◆ **Task item**: Where the string "preparation" appears in a line of the material below, copy that line.

◆ **Data for this task**:
PR #781, opened 2019-02-13
Implement is_exposing property for ZWO

AnthonyHorton:
Implements missing `is_exposing` property for the ZWO `Camera` class. This property was added to the simulator, SBIG and FLI `Camera` classes while the ZWO class was still under development so the ZWO class didn't get one at that time.

Needed for #775.

### DIFF
--- a/pocs/camera/zwo.py
+++ b/pocs/camera/zwo.py
@@ -221,6 +221,11 @@ class Camera(AbstractCamera):
         return self._info['e_per_adu']
 
     @property
+    def is_exposing(self):
+        """ True if an exposure is currently under way, otherwise False """
+        return Camera._ASIDriver.get_exposure_status(self._camera_ID) == "WORKING"
+
+    @property
     def properties(self):
         """ A collection of camera properties as read from the camera """
         return self._info


AnthonyHorton:
They're pretty quick. I am torn between caching status in a member variable and relying on the `_take_exposure()` and `_readout()` methods to keep it updated, or asking the hardware every time. The former is arguably more elegant and efficient, the latter is definitely more robust (e.g. will give the correct answer even when other code is doing stuff with the camera). For now I'll stick with asking the hardware.

I would like to revisit a bunch of issues like this as part of a major refactoring of the (non-Canon) camera code. There are three classes now, and they all do almost exactly the same things but in different ways. There's definitely scope for enforcing more consistency here, with benefits arising from moving more code to base classes where it can be more easily maintained and more thoroughly tested.  Would also be good preparation for possibly spinning the hardware support code out into a separate library, as discussed.

wtgee:
> They're pretty quick. I am torn between caching status in a member variable and relying on the `_take_exposure()` and `_readout()` methods to keep it updated, or asking the hardware every time. The former is arguably more elegant and efficient, the latter is definitely more robust (e.g. will give the correct answer even when other code is doing stuff with the camera). For now I'll stick with asking the hardware.

Agreed with asking the hardware assuming it's a pretty quick call. Otherwise it's just book-keeping. That said, we will most likely have to do the manual book-keeping with the DSLRs.

> 
> I would like to revisit a bunch of issues like this as part of a major refactoring of the (non-Canon) camera code. There are three classes now, and they all do almost exactly the same things but in different ways. There's definitely scope for enforcing more consistency here, with benefits arising from moving more code to base classes where it can be more easily maintained and more thoroughly tested. Would also be good preparation for possibly spinning the hardware support code out into a separate library, as discussed.

Yes, I think we will (unfortunately) have some big changes coming up. Mostly along the lines of the clean-up that will be required as part of the move to an asynchronous and message-based system.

◆ **Answer to this problem**:
I would like to revisit a bunch of issues like this as part of a major refactoring of the (non-Canon) camera code. There are three classes now, and they all do almost exactly the same things but in different ways. There's definitely scope for enforcing more consistency here, with benefits arising from moving more code to base classes where it can be more easily maintained and more thoroughly tested.  Would also be good preparation for possibly spinning the hardware support code out into a separate library, as discussed.
> I would like to revisit a bunch of issues like this as part of a major refactoring of the (non-Canon) camera code. There are three classes now, and they all do almost exactly the same things but in different ways. There's definitely scope for enforcing more consistency here, with benefits arising from moving more code to base classes where it can be more easily maintained and more thoroughly tested. Would also be good preparation for possibly spinning the hardware support code out into a separate library, as discussed.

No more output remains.